Das Ruhrgebiet ist mit etwa fünf Millionen Einwohnern und einer Fläche von etwa 4.435 Quadratkilometern der größte Ballungsraum Deutschlands und der drittgrößte Europas. Es ist nach dem Fluss Ruhr benannt und stellt den dicht besiedelten Zentralraum von Nordrhein-Westfahlen dar. Im Allgemeinen sind die Grenzen auf den 1920 gegründeten Siedlungsverband Ruhrkohlenbezirk zurückzuführen, dem heutigen Regionalverband Ruhr. Zum RVR gehören die kreisfreien Städte Bochum, Bottrop, Dortmund, Duisburg, Essen, Gelsenkirchen, Hagen, Hamm, Herne, Mühlheim an der Ruhr und Oberhausen sowie die Kreise Recklinghausen, Unna, Wesel und der Ennepe-Ruhr-Kreis.
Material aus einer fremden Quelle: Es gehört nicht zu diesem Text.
PR #3677, opened 2020-05-03
[Android] Fix translation build errors.

Isira-Seneviratne:
**Description of the Change**
Fix build errors caused by Slovak strings that are not present in the default strings.xml file.

**Release Notes**
N/A


Isira-Seneviratne:
@davidpanderson you might want to make changes to this

PR #3680, opened 2020-05-04
[Android] Modify app to make use of dependency injection via Dagger.

Isira-Seneviratne:
**Description of the Change**
Make use of [Dagger's](https://dagger.dev/) dependency injection functionality to initialize some variables that would otherwise be initialized using their object constructors. Using dependency injection provides the following advantages:

- Code reusability
- Ease of testing
- Ease of refactoring

Useful information about Dagger can be found [here](https://developer.android.com/training/dependency-injection/dagger-android) and [here](https://codelabs.developers.google.com/codelabs/android-dagger).

**Release Notes**
N/A


AenBleidd:
@Isira-Seneviratne, please fix merge conflicts

PR #3681, opened 2020-05-04
Client: fix build error on FreeBSD (from Jason Darfus)

davidpanderson:


client/client_state.cpp
```diff
@@ -431,7 +431,7 @@ static void set_client_priority() {
 #ifdef __linux__
     char buf[1024];
     snprintf(buf, sizeof(buf), "ionice -c 3 -p %d", getpid());
-    system(buf);
+    if (!system(buf)) {}
```
AenBleidd, line 434: What's the purpose of this change? It basically changes nothing until we want to put smth between curly braces

davidpanderson: It removes a compiler warning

Die geläufigsten Bezeichnungen sind heute Ruhrgebiet und Revier. Die umgangssprachlichen Begriffe wie Kohlenpott, Ruhrpott oder einfach nur Pott sind in der Bevölkerung weit verbreitete Eigenbezeichnungen der Kernregion des Ruhrgebietes. Seit Beginn der Kohlekrise im Jahr 1957 befindet sich das Ruhrgebiet in einer anhaltenden Phase des Strukturwandels, der von großen wirtschaftlichen Anpassungsschwierigkeiten gekennzeichnet ist. Auch gezielte staatliche Subventionen konnten den Strukturwandel im Ruhrgebiet nicht aufhalten. Die Industriezweige, auf die sich das Ruhrgebiet begründete, Steinkohleförderung und Stahlindustrie wurden rar: Es gibt im Ruhrgebiet nur noch vier fördernde Bergwerke (West, Prosper-Haniel, Auguste Victoria, Ost) und 3 Kokereien mit der Kokerei Prosper in Bottrop sowie in Duisburg die Kokerei Schwelgern und die Kokerei der Hüttenwerke Krupp Mannesmann, deren Produkte zur Herstellung von Stahl benötigt werden. Die Internationale Bauaustellung Emscher Park (IBA) war von 1989 bis 1999 im Ruhrgebiet tätig und versuchte den Strukturwandel zu begleiten. In ihrem Rahmen wurden etwa 2,5 Milliarden Euro in die Region investiert und Industriebrachen von stillgelegten Bergwerken, Kokereien und Stahlwerken als Industriedenkmälern erhalten und neue Nutzungsmöglicheiten entwickelt. Die Zeche und Kokerei Zollverein in Essen wurde 2001 von der UNESCO zum Weltkulturerbe erklärt. Essen wird 2010 stellvertretend für die Region europäische Kulturhauptstadt sein. Die Route der Industriekultur hat 25 Ankerpunkte und mehr als 900 große und kleine Standorte und ein etwa 400 Kilometer langer Rundkurs führt durchs Ruhrgebiet.
Weblink:
Route-Industriekultur, Regionalverband-Ruhr
(Quelle: Regionalverband Ruhr)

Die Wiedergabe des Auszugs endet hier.